I really hope this won't open the door to censorship on Android, one of the
reasons why I make mobile games is exactly to circunvent ClassInd (as the
article calls it).

Here in Brazil, to release any entertainment product (even live Circus Shows
are included on this), you must first ask the Ministry of Justice to give you
a rating, the process, specially for things that aren't a Circus Show, is very
long, slow and cumbersome (example: you need to do it again every time you
make an official update of your software, and the process involves writing
lots of paperwork, sending the physical papers to the Ministry, and waiting AT
LEAST 30 days).

Although officially they claim it is NOT censorship, the process is mandatory
for all entertainment, even if free, the law allow them to punish (with 2
years in prison and fines) anyone that are distributing, storing, selling,
buying or creating things without ratings, and they can deny rating you
(meaning that even if you ask, if they deny the rating, you are de-facto
censored).

This does have an obvious effect here:

People here create fake US accounts to buy stuff on Xbox Live and PSN, because
the local versions of XBL and PSN follow the law, and has much less content.

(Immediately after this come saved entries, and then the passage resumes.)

PR #134, opened 2019-05-14
sklearn update fix

koaning:


koaning:
this one was actually sensible. 

but there's something else going on on master.

koaning:
image

readme change caused a red dot. might be a version thing.

koaning:
ah. scikit-learn recently upgraded. that seems to cause the error ... 

... we might need to test against multiple versions :(

koaning:
@CorXccelerated just a heads up, this seems to affect the debug pipeline.

koaning:
so ... to me it seems like the testing for the debug pipeline is due for a bit of a revamp. the tests are super long. it does seem like some of the standard error messages out of scikit learn have changed.

koaning:
@MBrouns @CorXccelerated i don't suppose tomorrow y'all are going to be hacking on this :) ?

Issue #32, opened 2019-03-16
feature request: GMM Naive Bayes


koaning:
nuff said.

koaning:
https://github.com/koaning/scikit-lego/pull/135

koaning:
got merged.

PR #135, opened 2019-05-14
Machine Learning Feature: NaiveGMMBayes

koaning:


koaning:
https://github.com/koaning/scikit-lego/issues/32

koaning:
@MBrouns could you check if you agree with the testing/GMMNaiveBayes?

tests/test_estimators/test_gmm_naive_bayes.py
```diff
@@ -0,0 +1,49 @@
...
+from sklego.common import flatten
+from sklego.naive_bayes import GaussianMixtureNB
+from sklego.testing import check_shape_remains_same_classifier
+from tests.conftest import nonmeta_checks, general_checks
+
+
+@pytest.mark.parametrize("test_fn", flatten([
+    nonmeta_checks,
+    general_checks,
+    estimator_checks.check_classifier_data_not_an_array,
```
MBrouns: I guess you're not using all `estimator_checks`? It might be good to add a comment about which ones not and why.

koaning: I've put in all `classifier_checks` and ... it passes.

PR #141, opened 2019-05-22
[WIP] debug pipeline use log message

JCZuurmond:
To have a more seamless integration with the new sklearn pipeline. These adjusted try to mimic the same behaviour as much as possible.

We should discuss if we want this. What is logged is slightly different than before (see notebook).

WIP: update docstring example.


koaning:
@JCZuurmond can I delete this PR? It seems a bit old by now.

JCZuurmond:
Yes, you can delete this PR. 

The intention is to use 'print' instead of 'logging'. Print is the convention in sklearn, but I was not happy with my rewrite. And I did not spend time on it anymore.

Steam don't have official Brazillian offices, although recently they stated to
charge in BRL, and have portuguese translations, the charging part is handled
by Brazillian companies and credit card processors, in a way that if Brazil
government go ater Steam, Steam can just cut-off Brazil (and let the CC
processors take the blame and the lawsuit).

Apple for a while, got in conflict with the government here, the Ministry of
Justice threatened to sue Apple for 2000 BRL for each unrated app, back then
300.000 unrated apps already existed, Apple in response just set entire
categories to be hidden from iTunes users with Brazillian IPs or accounts
(leading to lots of fake accounts, sometimes using stolen CCs, and iTunes
access using proxies).

Eventually, some merciful judge ruled that since Apple don't have offices
here, they don't have to follow our law, opening access again.

Also, like I said, I make mobile apps to avoid that law, what I do is that I
have a Brazil company, a Swiss company, and then I make the Swiss company,
hire the Brazil company to create software for hire, then the Swiss company
that "create" the completed entertainment software, and sells it (including to
Brazillian users, that frequently pay with international CC, of course this
leads to lots of inefficiency, since I have to pay taxes on exchanging CHF to
BRL, after users already paid taxes on exchanging BRL to CHF, beside the
exchange fees, the sale tax from Brazil to Switzerland, and the income taxes
on both Brazil and Switzerland).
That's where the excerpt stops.